Les carrières de craie sont en partie classées depuis 1986 par l'État. Quelque 8,5 km de galeries ont été creusées sous la colline Rodin, à partir du XVIIIe siècle, pour extraire le fameux blanc de Meudon. Un arrêté de péril en interdit toujours l'accès.

En 2012 et 2014, deux zones à risques ont été identifiées par l'Inspection Générale des Carrières comme susceptibles de mettre en cause la stabilité des carrières. Les études menées par plusieurs bureaux d'expertise en géologie ont confirmé la dangerosité du site.

Au printemps 2016, après une étude de 10 mois, un ingénieur désigné par le tribunal administratif de Cergy-Pontoise pour effectuer des investigations complémentaires sur ces deux sites, préconise trois choses :

  • renforcer plusieurs piliers
  • combler certaines galeries
  • étendre l'expertise à l'ensemble des domaines sous la colline Rodin.

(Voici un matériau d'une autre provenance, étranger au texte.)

PR #389, opened 2023-09-29
fix: include icon width in fitToContent calculation

haxxmaxx:


src/types/types.ts
```diff
@@ -163,6 +163,7 @@ export interface LayoutService {
   hasLeftDimensions: boolean;
   showTotalsAbove: boolean;
   hasPseudoDimOnLeft: boolean;
+  isAlwaysFullyExpanded: boolean;
```
cbt1, line 166: I think you can call this `isFullyExpanded`, since the "always" part seems more like a way of telling Engine that it should be fully expanded.

src/pivot-table/hooks/use-measure-text.ts
```diff
@@ -13,7 +13,7 @@ export interface MeasureTextHook {
   measureText: (text: string) => number;
 }
 
-const MAGIC_DEFAULT_CHAR = "M";
+const MAGIC_DEFAULT_CHAR = "N";
```
cbt1, line 16: This will change with https://github.com/qlik-oss/sn-pivot-table/pull/388

src/types/types.ts
haxxmaxx: makes sense, I will change

src/pivot-table/hooks/use-measure-text.ts
haxxmaxx: Ah, think I changed it to test something, will revert

src/pivot-table/hooks/__tests__/use-column-width.test.ts
```diff
@@ -247,10 +250,24 @@ describe("useColumnWidth", () => {
...
+      layoutService.layout.qHyperCube.qEffectiveInterColumnSortOrder = [0, 1, -1, 2];
 
       const { getRightGridColumnWidth } = renderUseColumnWidth();
       expect(getRightGridColumnWidth()).toBe(width);
     });
+
+    test("should return right column width for non-pseudo dimension for fit to content when dimension is collapsed", () => {
+      const width = 40;
+      mockEstimateWidth(width);
+      mockMeasureText(width);
```
cbt1, line 262: Consider changing the return value of this to `width + 1` so that the test is guaranteed to pass only when `estimatedWidth + EXPAND_ICON_WIDTH` matches

src/pivot-table/hooks/__tests__/use-column-width.test.ts
```diff
@@ -181,6 +182,7 @@ describe("useColumnWidth", () => {
       expect(getRightGridColumnWidth(1)).toBe(ColumnWidthValues.AutoMin);
       expect(getRightGridColumnWidth(2)).toBe(ColumnWidthValues.AutoMin);
     });
+
```
cbt1, line 185: Seems like the Left grid is missing a test case where the icon width is included?

cbt1 (approved):
LGTM, just some minor comments

src/pivot-table/hooks/__tests__/use-column-width.test.ts
haxxmaxx: They are tested, it was already taking icon into account for the left side, before this pr

src/pivot-table/hooks/__tests__/use-column-width.test.ts
haxxmaxx: you mean that I mock with `width` for both of them?

cbt1: If someone was to refactor or change the code from:
```ts
        const fitToContentWidth = Math.max(
          measureTextForHeader(qFallbackTitle),
          estimateWidthForRowContent(qApprMaxGlyphCount) + iconWidth,
        );
```

to:
```ts
        const fitToContentWidth = Math.max(
          measureTextForHeader(qFallbackTitle) + iconWidth,
          estimateWidthForRowContent(qApprMaxGlyphCount),
        );
```

The test would still pass. Which may or may not be intentional.

haxxmaxx: yeah no I don't think that should pass, especially if you change it unintentionally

Lors du conseil municipal du 20 octobre 2016, il a été communiqué le rapport de l’expert judiciaire, diligenté pour déterminer la dangerosité de l’état de certaines galeries des carrières de la colline Rodin. Le caractère imminent du péril a été levé. Une baisse du niveau de l’eau a été observée dans les sous-sols et aucun mouvement structurel n’a été constaté. La stabilité des carrières, constituées de craie, une roche particulièrement friable au contact de l’eau, n’est toutefois pas garantie sur le long terme.

Aussi, l’Inspection générale des carrières (IGC), qui suit de près ce dossier, invite-t-elle la commune à lancer
de nouvelles études pour déterminer plus précisément les  secteurs dangereux. Une proposition suivie par la Ville, qui maintient aussi l’arrêté de péril sur ce secteur.

La mairie prend en compte l'avis de l'expert et va modifier l'arrêté de péril imminent en non-imminent. Cependant, l'Inspection générale des Carrières (IGC) estime le niveau de sécurité des carrières comme étant inférieur à celui admissible. Il n'existe à ce jour aucun financement pour réaliser les études coûteuses nécessaires pour tester la qualité et la solidité de chacun des piliers soutenant les carrières. Pour des raisons évidentes de précaution, l'accès aux carrières est donc toujours interdit.

Résidence jeunes actifs

L’office Seine Ouest Habitat va construire un nouveau foyer de jeunes travailleurs composé de 50 chambres, de places de parkings extérieurs et d’un local d'activité situés au 4 - 10 rue du Docteur Arnaudet.

  • 50 logements pour jeunes actifs de 16 à 25 ans (en CDD, contrats d'alternance ou apprentissage)
  • Gestion : association Les jeunes de la Plaine
  • Permis de construire : accordé par la Ville de Meudon
  • Durée des travaux : 20 mois (de juin 2016 à décembre 2017)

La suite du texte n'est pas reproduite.